From Jan 2020 to December 2021, dataset of Covid-19 confirmed cases every day had contributed to prediction model for number of positive cases in the next run.
The year 2020 was a catastrophic year for humanity. Pneumonia of unknown aetiology was first reported in December 2019., since then, COVID-19 spread to the whole world and became a global pandemic. More than 200 countries were affected due to pandemic and many countries were trying to save precious lives of their people by imposing travel restrictions, quarantines, social distances, event postponements and lockdowns to prevent the spread of the virus. However, due to lackadaisical attitude, efforts attempted by the governments were jeopardised, thus, predisposing to the wide spread of virus and lost of lives.
To create a prediction number of new positive Covid-19 cases every day given trained with 679 days dataset.
Credit datasource from :
Data is loaded as 'df' in this model.
a. There are 30 columns in this data namely with 679 dataset made available:
['date', 'cases_new', 'cases_import', 'cases_recovered', 'cases_active', 'cases_cluster', 'cases_unvax', 'cases_pvax', 'cases_fvax', 'cases_boost', 'cases_child', 'cases_adolescent', 'cases_adult', 'cases_elderly', 'cases_0_4', 'cases_5_11', 'cases_12_17', 'cases_18_29', 'cases_30_39', 'cases_40_49', 'cases_50_59', 'cases_60_69', 'cases_70_79', 'cases_80', 'cluster_import', 'cluster_religious', 'cluster_community', 'cluster_highRisk', 'cluster_education', 'cluster_detentionCentre', 'cluster_workplace']
b. Plot graphs
Visualisation for 'cases_new', 'cases_import', 'cases_recovered', 'cases_active' with graph plot
Visualisation on daily new cases graph
c. Check for missing datas/NaN values
There are 12 NaN values from 'cases_new' and 342 missing datas from cluster_import ,cluster_religious, cluster_community , cluster_education ,cluster_detentionCentre , cluster_workplace
d. No duplicated data is present in this dataset
e. Check for outliers using boxplot
Cases_new has shown a peak in values and causing outliers in this dataset, however the data remains during this model creation
a. Interpolate data to fill in NaN values
Cases_new data shows a degree 2 wave graph hence polynomial degree 2 is used to interpolate
df['cases_new'].interpolate(method='polynomial', order=2, inplace=True)

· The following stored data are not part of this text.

PR #144, opened 2023-10-20
fix: segmented control disabled and vertical items

Giogia:
##### SegmentedControl

Segmented control can now correctly singularly disable options, it also renders the primary hierarchy correctly (vertical and disabled options were affected).

### Checklist

- [x] tests are included

### DIFF
--- a/src/components/SegmentedControl/SegmentedControl.utils.ts
+++ b/src/components/SegmentedControl/SegmentedControl.utils.ts
@@ -39,7 +39,7 @@ export function isString(element: Option | number): element is string {
  * @returns {boolean} `true` if the option is disabled, `false` otherwise.
  */
 export function isDisabledOption(option: Option, isDisabled: boolean): boolean {
-  return isDisabled || (!isString(option) && option?.isDisabled)
+  return isDisabled || (!isString(option) && option?.isDisabled) || false
 }
 
 /**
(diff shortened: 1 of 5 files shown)


fredmaggiowski (approved):
LGTM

cases_new will be the selected features data for this model
Min Max Scaling is used set a visualized range for output. By using window size = 30, every 30 days training will train the model for day 31st output.
Training moodel is created using simple LSTM layer, single Input layer, single Output layer, and activation function = Relu.
model = Sequential()
model.add(Input(shape=(nb_features,1))) #(30,1)
model.add(LSTM(num_node))
model.add(Dropout(drop_rate))
model.add(Dense(output_node,activation='relu'))
model.summary()
Show model architecture
plot_model(model,show_layer_names=(True), show_shapes=(True))
a. Compile model
Model is compiled using optimizer 'adam', loss = 'mse', and metrics = 'mape'
b. Callbacks
Tensorboard_callback is used and shown graph using log directory.
c. Fit the model created
Setting epochs = 300 and number nodes = 64, the data is set into fit and training into a new model.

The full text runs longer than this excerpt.